Von Georg-Friedrich Kühn | 21.09.2008
    Heikel, eher der Not gehorchend wie improvisiert denn brillant war dieser Auftakt. Eine im Winter für eine halbszenische Aufführung in Barcelona erarbeitete Produktion von Arnold Schönbergs "Pierrot lunaire" wählte der im Frühjahr zum Leipziger Opern-Chefregisseur berufene Peter Konwitschny für seinen Einstand - wieder einmal ganz sich ausliefernd.

    Die Folge von dreimal sieben symbolistischen Gedichten des Belgischen Dichters Albert Giraud, die Schönberg 1912 in Form eines damals neuartigen Sprechgesangs für eine Schauspielerin und ein kleines Instrumental-Ensemble komponierte, verpflanzt er auf die große Bühne der Leipziger Oper und formt daraus ein Gleichnis über die Weltenwende am Beginn des 20.Jahrhunderts.
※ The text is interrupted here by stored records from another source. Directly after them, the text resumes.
Issue #5343, opened 2025-03-14
[Bug]: Database volumes deleted during container restart when Docker cleanup is enabled


joggienl:
### Error Message and Logs

When restarting a database through Coolify's interface with "Delete Unused Volumes" enabled in the server's Docker cleanup settings, the database volume gets deleted. This happens despite the volume being only temporarily "unused" during the restart process.

This behavior differs from using `docker compose restart` directly on the server, which preserves the volume. The cleanup process appears to be triggered during container restarts, not just during the scheduled cleanup

### Steps to Reproduce

1. Set up a PostgreSQL database using Coolify's Database service
2. Enable "Delete Unused Volumes" in the server's Docker cleanup settings
3. Create some data in the database
4. Click "Restart" in Coolify's interface for the database
5. After restart, observe that all data is lost

### Coolify Version

v4.0.0-beta.397

### Are you using Coolify Cloud?

No (self-hosted)

### Operating System and Version (self-hosted)

Ubuntu 24.04.2

### Additional Information

I am not sure if it is actually a bug or designed functionality to run the docker cleanup when you just simply want to restart. It took a while to figure out that the cleanup was actually causing the data loss.

I also noticed this issue which might be related: https://github.com/coollabsio/coolify/issues/5099

**edit:**
The issue might not reflect good enough that I am using volume mounts. The default postgresql database is also using a volume to mount to `/var/lib/postgresql/data` in the container. I also tested by creating just a file on the mounted volume directly on the host. After a restart that file is gone (when the option "Delete Unused Volumes" is enabled!).

I also tested with other postgresql images (bitnami, postgis) and added more volumes and the same happens then.

djsisson:
@joggienl you are correct, restarting the database, first runs stop, then start, and when running stop, docker cleanup is ran

https://github.com/coollabsio/coolify/blob/f28eefe603fab5becabd8821746304fa622b5802/app/Actions/Database/RestartDatabase.php#L25

https://github.com/coollabsio/coolify/blob/f28eefe603fab5becabd8821746304fa622b5802/app/Actions/Database/StopDatabase.php#L29

is the above logical check for isdeleteoperation the wrong way around, i.e it runs cleanup when it isn't a delete operation??
maybe that is the issue,

although i'm not sure a restart should stop start either.

joggienl:
Interesting @djsisson! Would be interesting to know why the restart actually does a stop-start and not just a restart.

Either way, I do think the cleanup should probably not happen on restart.

[...]

PR #5366, opened 2025-03-17
change cleanup logic when restarting containers

djsisson:
Currently when restarting containers (service/database) it first stops the containers, then it checks if this is NOT a delete operation and if that's true it then runs docker cleanup, potentially deleting the volumes if this is enabled in cleanup, before the containers are restarted.

This reverses the logic, such that the cleanup is only ran when this IS a delete operation


andrasbacsai:
Thank you for the PR! It make sense!

joggienl:
Cool @djsisson, guess this should actually fix the issue I reported last week: #5343

PR #4166, opened 2019-05-20
added the ability to notify users their vm_quota

greenbea:
I added the ability when a user gets their voicemail to email it should also notify him how much space he still has in his VM box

    Vor einer auch als Requisit benutzten Brecht-Gardine aus durchsichtigem Plastik, die immer mal wieder beiseite geschoben oder auch als Umkleide-Schirm zugezogen wird, agiert die exzellente Koreanische Sängerin Young-Hee Kim: erst als weiblicher Clown - eine Frau, die aus der Rolle gefallen ist und ihre Enttäuschungen im Suff ertränkt -, dann in Männerkleidung mit einem Endlos-Einstecktuch, das als Ariadne-Faden in den Pillentod oder in die Flucht aus dieser Welt führen soll.

    Kern- und Wendestück ist das vierzehnte Gedichte, "Heilg‘e Kreuze sind die Verse", das Konwitschny dann noch mit einem eingeblendeten Text von Ingeborg Bachmann akzentuiert. Bachmann postuliert darin das Amt des Schriftstellers: nicht über Schmerzen hinweg täuschen solle er sondern sie benennen. Der Pierrot, oder für Konwitschny der Künstler schlechthin, wird hier zum Menschen-Erzieher. Seine gefundenen Fragen und Erkenntnisse malt er mit rotem Lippenstift auf die Plastikwand. Und auch das Saal-Licht wird angeknipst.
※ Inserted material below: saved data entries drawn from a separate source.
PR #4168, opened 2019-05-22
Update contacts.php default sort order

AdrianFretwell:
Added a default sort order that can be set by the session, if unset defaults to last_mod_date descending.  Added a secondary sort on contact_organization ascending.


markjcrane:
Looks like a goo improvement I'll review it a bit more before accepting it.

PR #4170, opened 2019-05-22
Updates for Operator Panel

danbgds:


markjcrane:
This code does not maintain the capabilities of the original code. Introduces some regressions in feature. Primarily loose a major feature of changing the agent status. Tightens security in one area and then introduces risk in another area. As it stands I can't loose the features you commented out.

danbgds:
Thanks for taking a look at it.  Can you clarify what you mean by "introduces risk in another area"?

All of the commented code appears to be unused/unreachable through normal use, because the front end code never uses the "action" parameter.  For example, changing the agent status still works with these changes because that is handled by code in index.php rather than exec.php, with a request like /app/operator_panel/index.php?status=Do%20Not%Disturb.  The code that makes the request is here: https://github.com/fusionpbx/fusionpbx/blob/cea3e5cd24d9c6ecb9a25f7c874d5193d0fcf5a3/app/operator_panel/index_inc.php#L80-L102 and the backend code that processes it is here: https://github.com/fusionpbx/fusionpbx/blob/cea3e5cd24d9c6ecb9a25f7c874d5193d0fcf5a3/app/operator_panel/index.php#L46-L56

Is that incorrect?

markjcrane:
You got me to look at the entire operator panel I'm rewriting a portion of it at this moment not sure if this file is going to survive the rewrite.

markjcrane:
I’ll review it some more.

markjcrane:
Sorry my changes made the code conflict with your changes.

danbgds:
If you're open to these changes, we can resubmit them against basic_operator_panel.  Even if you're planning on refactoring the module in the future, it'd be beneficial to lock this stuff down in the meantime.

markjcrane:
Sure sorry about causing the conflict. I do see that your changes are
needed.

markjcrane:
Thanks for correcting the conflict changes have been accepted.

PR #4175, opened 2019-05-24
Added the ability to cut outbound prefixes from the CDR

greenbea:


greenbea:
When a user creates an outbound route it will add to the outbound dialplan set prefix=the_prefix
when displaying the CDR in xml_cdr.php it checks in the database for the  for the prefix variable and cuts it from the destination_number

PR #4229, opened 2019-05-31
Added support for Digium D-Series phones.

bryanredeagle:
You can configure accounts, speed dials, and BLF keys. Downside is that the BLF keys do not work. The phone will subscribe to them correctly and receive all the right NOTIFYs, but the phone doesn't do anything with them. I'm sure it's some Asterisk-specific format that Freeswitch doesn't use.


markjcrane:
Thanks for contributing back to the project.

PR #4268, opened 2019-06-06
Security Fixes

blackwolfresearch:
Fixes for CVE-2018-19094 and CVE-2018-19096


markjcrane:
This is a messy pull request that includes an already accepted change. Please send a clean pull request. That only shows the latest changes.

markjcrane:
I'm not sure if this message was saved so writing it again. Company called up and inbound fax came in and the email was not coming in. Commented out this command and inbound fax to email worked again.
cmd=shell_esc(cmd);
You might be on the right track protecting the code better but as is it broke it bad enough that at the moment it had to be commented out. Maybe it should be used around the variables instead that are used in the command.

markjcrane:
I worked on this more and made it use the shell_esc function the correct way and updated both 4.4 and master branch.

PR #4270, opened 2019-06-07
Update destination_edit.php

greenbea:


markjcrane:
Keeping this around as a reminder to work on it. I don't think simply commenting it out is the right solution.

greenbea:
What's the purpose of this line?

markjcrane:
He wants to customize the destination context

greenbea:
isn't the same thing done on line 152 but without forcing the domain name to be the context name?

    Das ist insgesamt denn doch mehr gut gewollt als überzeugend gelungen. "Pierrot lunaire" ist ein Kammerstück nicht große Oper. Vom hier so wichtig genommenen Text versteht man in dem großen Leipziger Opernraum fast nichts. Sogar auf eine stichwortartige Einblendung der Anfangszeilen hat man verzichtet. Und man kann auch fragen, ob dieser Text überhaupt solch erzählerisches Ausagieren verträgt, wenn die poetische Hülle abgestreift ist.
    Die wenigen Musiker auf der Bühne lassen sich unter Johannes Harneit flexibel in das clowneske Spiel der Sängerin einbinden, auch wenn aus den 35 Minuten des Liederzyklus doch etwas überfrachtete 60 Minuten wurden.
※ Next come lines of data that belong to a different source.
PR #4275, opened 2019-06-10
Fix ocurrences of https://fusionpbx.com

mat1010:
Since the websites SSL / TLS certificate does not include `fusionpbx.com` as a SAN the https links should point directly to `www.fusionpbx.com` since otherwise the browser will throw an error regarding an insecure connection. An alternative fix would be to get the non-www name into the SSL / TLS certificate.

### DIFF
--- a/README.md
+++ b/README.md
@@ -1,7 +1,7 @@
 What is [FusionPBX](https://www.fusionpbx.com/)?
 --------------------------------------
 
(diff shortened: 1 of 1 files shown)


markjcrane:
Please sign up as a contributor and I will accept your changes immediately.

Its a good change thanks for sharing it.

markjcrane:
Great appreciate the helps accepting your changes.

markjcrane:
I'll also work on adding fusionpbx.com in the SSL along with the www.fusionpbx.com.

PR #4276, opened 2019-06-11
Update dialplans.php

chansizzle:


daniel-lucio:
I don't think this is a good idea.

markjcrane:
Agreed I haven't committed yet because I don't think it shows a full understanding of what is being changed.

PR #4280, opened 2019-06-15
Update app_config.php

Len-PGH:


markjcrane:
user_password is the variable for this setting so closing this pull request.

PR #4288, opened 2019-06-18
Add the description element for import

ednt:
To make it possible to use descriptions for own dialplan xmls


markjcrane:
A good improvement accepting the change.

PR #4303, opened 2019-06-22
Ability to set permission required to execute save and delete methods.

reliberate:
Works as expected on Email app, but please review changes.


markjcrane:
The change makes it accept any string that is sent as a permission to the database method. To me this is almost equivalent to just removing permission checks all together or similar to having a switch that tells it to disable the check. I do fully understand the concept. Maybe there is another way to accomplish the other benefits you want to get from this it would be helpful to discuss further over the phone.

PR #5363, opened 2020-07-27
Update {$mac}.xml

si458:
fix lcd_contrast in spa941


si458:
thanks for this,
however i removed the Back_Light_Timer line because the SPA941 doesnt support this line
and it also doesnt appear anyone in the config i pulled from our SPA941 devices we use everywhere,

PR #5373, opened 2020-07-31
feature add mask/unmask recordings in real time. white space cleanup.

gabada:
This is a feature for PCI compliance when taking credit card numbers or any personal information over a recorded phone call.
This allows the user to dial *5 before taking the personal information to play white noise instead of recording and then *6 after the information is taken to start recording the conversation again.

This solution is better than pausing and unpausing the recording because you can tell how long it took the user to gather the personal information. The recording is still in progress but white noise is being recorded instead of the conversation.

These changes allow recording masking/unmasking on inbound, outbound, and ring group calls.

1 bug is that if you dial a DID the outside party can mask/unmask but I think its a nonissue since its an obscure binding and the callee would have to know about it.

I also removed some white space in index.lua of ring groups.

NOTE: This change does not affect call center.


greenbea:
There should be a way to bind the digits only for the registered users not only for this feature, but everywhere where fusion binds digits

gabada:
Yes, that would be great but the issue is A leg vs B leg.

demonspork:
It would need conditions based upon the call direction to determine if the a leg or the b leg is the internal caller.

    Vorgespannt hatte man Françis Poulencs "La voix humaine", die "menschliche Stimme", das Monodram einer Frau, die ihren Geliebten an eine andere verloren hat und verzweifelt am Telefon versucht, die Beziehung zu retten. In der Einrichtung durch den bisherigen Leipziger Operndirektor Christoph Meyer ist das freilich eher eine Erinnerung an die vorsintflutliche Telefontechnik früherer Zeiten, als die "Fräuleins vom Amt" ständig falsche Leitungen zusammen stöpselten.

    Die Produktion entstand ursprünglich für Barcelonas Oper, das Gran Teatre del Liceu. Eher pathetisch leitet Josep Vicent das auf der Bühne hinter einer Gaze-Wand spielende Gewandhausorchester. Angeles Blancas mit leicht knödeliger Stimme spielt die Frau am Abgrund, trippelt gleichmütig meist immer nur wieder um ihre weiße Couchgarnitur. Einmal mehr erweist sich, dass die Fassung dieses Stücks mit Klavier die passendere wäre.
    Das Publikum im gut halb gefüllten Saal spendete indes reichlich Beifall, Vorschusslorbeeren für Konwitschny und die neue Leitung. Die eigentliche Feuerprobe kommt erst in der nächsten Spielzeit, wenn der Regisseur sich dann auch mit einer großen Neuproduktion präsentieren wird.